(Dataset items)
Issue #7370, opened 2025-07-18
Ability to export resources manfiest required for endpoints deployment


afprtclr:
### Describe the feature.

Users responsible for deploying NServiceBus endpoints to Azure must have specific information readily available to complete deployment tasks, regardless of whether the deployments are manual or fully automated.

The necessary information is most of the time already available in users' code, but it may not be easy to find, interpret, or determine if it is required. Endpoint configuration is not always centralized or is partially dynamic which further increase difficulty in determening runtime configuration. [Core already generates a diagnostics file at startup](https://docs.particular.net/nservicebus/hosting/startup-diagnostics) but this does not contain all information.

NServiceBus endpoints should be capable of outputting all the configuration into a resource manifest. 

Examples:

- If the configuration enables the `Outbox` feature, users must know the name of the `Outbox` table or of the schema to use with `SqlPersistence`.
- Users must know the name of the main input queue, the topics to create, and which subscriptions are required.

With this ability users:

- are able to apply Infrastructure as Code (IaC) practices if needed. Examples are Bicep, ARM, CDK, CloudFormation, Terraform, and other solutions;
- are able to compare resource manifests between different endpoint version and different endpoints, without executing installers;
- have governance over infrastructure their endpoints use;
- are able to understand what changes are applied to the shared resources (i.e. databases and message brokers);
- are be able to apply infrastructure changes with company standardized methods of deployments.

This would (partially) resolve the following issue:

- https://github.com/Particular/NServiceBus.RabbitMQ/issues/929
- https://github.com/Particular/NServiceBus.Transport.AzureServiceBus/issues/1170

> [!NOTE]
> Requires not only an effort within Core, but also in the down streams.

Examples of resource descriptors are:

Core:

- name
- version
- queues 
- subscriptions
- outbox
- logical queues
  - endpoint
  - discriminator 
  - satellites
  - audit
  - error "error"
  - monitoring
  - heartbeats
  - healthchecks

Transport:

- id
- version
- attributes  (topology, partitioning, size/quotas)
- subscription attributes
  - ASB: topics
  - SQLT: tables prefixes and names
- physical queues
  - endpoint
    - including timeout/delay queues
  - discriminator
  - satellites
  - audit
  - error
  - monitoring
  - heartbeats
  - healthchecks

Persistance:

- id
- version
- dialect
- outbox
  - prefixes
  - tablename
- sagas
  - prefixes
  - tablename

Platform:

- error instance
  - queues
    - input/control
    - error
[...]

PR #7406, opened 2025-09-04
Add the ability to generate manifest info for an endpoint

jpalac:
This is the first step for [Ability to export resources manifest required for endpoints deployment](https://github.com/Particular/NServiceBus/issues/7370)

This pull request introduces a new manifest generation option for endpoints, that will also gather manifest information from the transport and persistence used by the endpoint.

~~Since this is a first step and not all transports and persisters will have an implementation for this, the option was introduced via virtual methods on the TransportInfrastructure and PersistenceDefinition classes. This way, each transport/persistence can be updated to latest core without the need to implement the manifest methods.~~

When enabled, the default behaviour is to write the manifest to disk, however a custom writer can be provided, similar to the way the diagnostics writer behaves.

To start with, the ASB transport and the SqlPersistence have had manifest generation implementations added. These are in spiked branches and will fail to build until this capability is released in core:

- [ASB spike](https://github.com/Particular/NServiceBus.Transport.AzureServiceBus/pull/1241)
- [SQL persistence spike](https://github.com/Particular/NServiceBus.Persistence.Sql/pull/1807)
- [ServiceControl Metrics spike](https://github.com/Particular/NServiceBus.Metrics.ServiceControl/pull/675) (to enable the monitoring queue to be retrieved from core, although https://github.com/Particular/NServiceBus.Metrics.ServiceControl/issues/674 has been raised for a more optimal refactoring)
- [Heartbeats spike](https://github.com/Particular/NServiceBus.Heartbeat/pull/598)

sample output with:
- Receive only endpoint
- ASB transport 
  - 2 events mapped from two topics. ```"SubscribedEventToTopicsMap": {"Shared.EventOne": [ "event-one", "event-bla" ],"Shared.EventTwo": [ "event-bla" ]```
  - audit, heartbeat and SC metrics enabled
  - uniquely addressable
- SQL persistence
  - outbox enabled

``` json
{
  "uniqueAddressDiscriminator": "bla",
  "auditQueue": "audit",
  "heartbeatsQueue": "Particular.ServiceControl",
  "monitoringQueue": "Particular.Monitoring",
  "persistence": {
    "dialect": "MsSqlServer",
    "prefix": "Samples.AzureServiceBus.Options.Subscriber",
    "outbox": {
      "tableName": "[dbo].[Samples.AzureServiceBus.Options.Subscriber_OutboxData]",
      "primaryKey": "MessageId",
      "indexes": [
        {
          "name": "Index_DispatchedAt",
          "columns": "DispatchedAt"
        },
        {
          "name": "Index_Dispatched",
          "columns": "Dispatched"
        }
      ],
      "tableColumns": [
        {
          "name": "MessageId",
          "type": "string",
          "length": "200",
          "mandatory": "true"
        },
        {
          "name": "Dispatched",
          "type": "boolean",
          "mandatory": "true",
          "default": "false"
        },
        {
          "name": "DispatchedAt",
          "type": "datetime",
          "mandatory": "false"
        },
        {
          "name": "PersistenceVersion",
          "type": "string",
          "length": "23",
          "mandatory": "true"
        },
        {
          "name": "Operations",
          "type": "string",
          "length": "max",
          "mandatory": "true"
        }
      ]
    },
    "sagas": [],
    "sqlSubscriptions": "false",
    "storageTypes": [
      {
        "type": "Outbox"
      },
      {
        "type": "Sagas"
      },
      {
        "type": "Subscriptions"
      }
    ]
  },
  "messageTypes": [
    {
      "name": "EventOne",
      "fullName": "Shared.EventOne",
      "isMessage": "true",
      "isEvent": "true",
      "isCommand": "false",
      "schema": [
        {
          "name": "Content",
          "type": "String"
        },
        {
          "name": "PublishedOnUtc",
          "type": "DateTime"
        }
      ]
    },
    {
      "name": "EventTwo",
      "fullName": "Shared.EventTwo",
      "isMessage": "true",
      "isEvent": "true",
      "isCommand": "false",
      "schema": [
        {
          "name": "Content",
          "type": "String"
        },
        {
          "name": "PublishedOnUtc",
          "type": "DateTime"
        }
      ]
    }
  ],
  "asbSettings": {
    "entityMaximumSize": "5GB",
    "prefetchCount": "default",
    "prefetchMultiplier": "10",
    "enablePartitioning": "false"
  },
  "inputQueues": [
    "samples.azureservicebus.options.subscriber",
    "samples.azureservicebus.options.subscriber-bla"
  ],
  "sendingQueues": [
    "audit",
    "error"
  ],
  "errorQueue": "error",
  "subscriptions": [
    {
      "topicName": "event-one",
      "messageTypes": [
        "Shared.EventOne"
      ]
    },
    {
      "topicName": "event-bla",
      "messageTypes": [
        "Shared.EventOne",
        "Shared.EventTwo"
      ]
    }
  ]
}
```


SzymonPobiega:
My understanding is that these `ManifestItem`s represent a structure similar to json (with dictionaries, arrays and values limited to string). Could you maybe elaborate why you propose using `ManifestItem`s instead of regular types?

The only advantage I see is that the tree of `ManifestItem`s is easier to traverse using some visitor implementation but I can't find any usage of this. Most of the cases will probably simply dump the manifest to a file using some form of a serializer.

Could `ManifestItem`s be replaced with a convention that whatever is returned from the method, has to be a class that contains only properties of allowed types:
 - Collections (list or dictionary) of objects (to which the same restriction applies)
 - Collections (list or dictionary) of primitives
 
 Such conventions could be enforced via a Roslyn analyzer or maybe even via an acceptance test.
 
 The advantage of such strong types is that downstreams could, in future, contain components that apply the manifests (e.g. create queues and tables) that use the same types.

PhilBastian:
the visitor is in the ToString on ManifestItem.

mikeminutillo:
One thing I think I prefer about the way Startup Diagnostics works is that it knows a minimal amount about what is going to be added to it (and when). This aligns well with the [Open/Closed Principle](https://en.wikipedia.org/wiki/Open%E2%80%93closed_principle). At endpoint creation, an instance of `StartupDiagnosticEntries` is added to settings, and it is up to each component to decide if (and when) it will add to it. Then, just before the endpoint is started, it will serialize this and write it out.

The Manifest collection code is not doing that. It knows about transports and persistences. It knows about other downstream concepts too.

You can feel the impact of not going in this direction most keenly [here](https://github.com/Particular/NServiceBus/pull/7406/files#diff-23e9dfed442282b1381901a694c99a89be1be607618a7866ee4f10ac8891a47fR118-R128) where we need to know internal implementation details of downstreams. If we add another downstream component that needs to interact with the manifest, we will need to re-open core to collect data for the downstream. If one of the existing downstreams changes it's implementation (changing a setting key, which is more or less an internal detail), we will need to re-open core to change where it is looking (or more likely look in both places). Details are fuzzy between core and downstreams in ways which might cause bugs or require more releases of core than we'd like.

I feel it would be better if we could try inverting this relationship. Expose a simpler Logical Manifest builder abstraction from core (added to Settings) and then have each downstream decide what it should add. At the very end of endpoint creation (perhaps just before writing diagnostics) we could finalize the manifest, serialize it, and output it using whichever mechanism was chosen.

This would also allow you do stuff like this:

```cs
using NServiceBus.Manifest;

var manifestBuilder = settings.GetManifestBuilder();
mainfestBuilder.RegisterSetting(settingKey: "NServiceBus.Heartbeat.Queue");
```

and still have the manifest builder pull the value from settings just before serializing.

PhilBastian:
closing in preference of https://github.com/Particular/NServiceBus/pull/7416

* _ASSIGNMENT_
Only lines holding the word "attributes" belong in the answer; copy all of them from the records.

* _EXERCISE RESULT_
- attributes  (topology, partitioning, size/quotas)
- subscription attributes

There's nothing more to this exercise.